What you have to do » Every entry below must appear again, exactly as written.
--*--
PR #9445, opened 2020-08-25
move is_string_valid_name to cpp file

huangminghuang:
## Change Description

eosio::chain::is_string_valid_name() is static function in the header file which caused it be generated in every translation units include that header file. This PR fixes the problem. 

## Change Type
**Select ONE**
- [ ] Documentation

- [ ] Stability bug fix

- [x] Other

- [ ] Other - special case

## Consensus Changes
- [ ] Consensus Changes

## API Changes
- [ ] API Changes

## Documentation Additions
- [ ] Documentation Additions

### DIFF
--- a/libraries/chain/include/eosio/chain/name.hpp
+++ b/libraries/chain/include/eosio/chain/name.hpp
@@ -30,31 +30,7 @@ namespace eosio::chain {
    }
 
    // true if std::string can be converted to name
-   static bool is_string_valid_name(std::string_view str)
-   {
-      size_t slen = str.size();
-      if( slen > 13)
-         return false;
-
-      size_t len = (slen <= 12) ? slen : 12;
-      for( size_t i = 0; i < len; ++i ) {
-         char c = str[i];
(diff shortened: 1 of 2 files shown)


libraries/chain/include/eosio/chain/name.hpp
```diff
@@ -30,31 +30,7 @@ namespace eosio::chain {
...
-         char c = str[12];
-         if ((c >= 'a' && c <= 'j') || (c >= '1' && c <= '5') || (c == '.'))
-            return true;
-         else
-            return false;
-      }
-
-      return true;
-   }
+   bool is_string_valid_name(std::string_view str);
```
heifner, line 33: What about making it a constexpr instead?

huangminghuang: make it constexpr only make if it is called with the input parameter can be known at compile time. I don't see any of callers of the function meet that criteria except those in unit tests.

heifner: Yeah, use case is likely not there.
--*--
Response »
PR #9445, opened 2020-08-25
move is_string_valid_name to cpp file

huangminghuang:
## Change Description

eosio::chain::is_string_valid_name() is static function in the header file which caused it be generated in every translation units include that header file. This PR fixes the problem. 

## Change Type
**Select ONE**
- [ ] Documentation

- [ ] Stability bug fix

- [x] Other

- [ ] Other - special case

## Consensus Changes
- [ ] Consensus Changes

## API Changes
- [ ] API Changes

## Documentation Additions
- [ ] Documentation Additions

### DIFF
--- a/libraries/chain/include/eosio/chain/name.hpp
+++ b/libraries/chain/include/eosio/chain/name.hpp
@@ -30,31 +30,7 @@ namespace eosio::chain {
    }
 
    // true if std::string can be converted to name
-   static bool is_string_valid_name(std::string_view str)
-   {
-      size_t slen = str.size();
-      if( slen > 13)
-         return false;
-
-      size_t len = (slen <= 12) ? slen : 12;
-      for( size_t i = 0; i < len; ++i ) {
-         char c = str[i];
(diff shortened: 1 of 2 files shown)


libraries/chain/include/eosio/chain/name.hpp
```diff
@@ -30,31 +30,7 @@ namespace eosio::chain {
...
-         char c = str[12];
-         if ((c >= 'a' && c <= 'j') || (c >= '1' && c <= '5') || (c == '.'))
-            return true;
-         else
-            return false;
-      }
-
-      return true;
-   }
+   bool is_string_valid_name(std::string_view str);
```
heifner, line 33: What about making it a constexpr instead?

huangminghuang: make it constexpr only make if it is called with the input parameter can be known at compile time. I don't see any of callers of the function meet that criteria except those in unit tests.

heifner: Yeah, use case is likely not there.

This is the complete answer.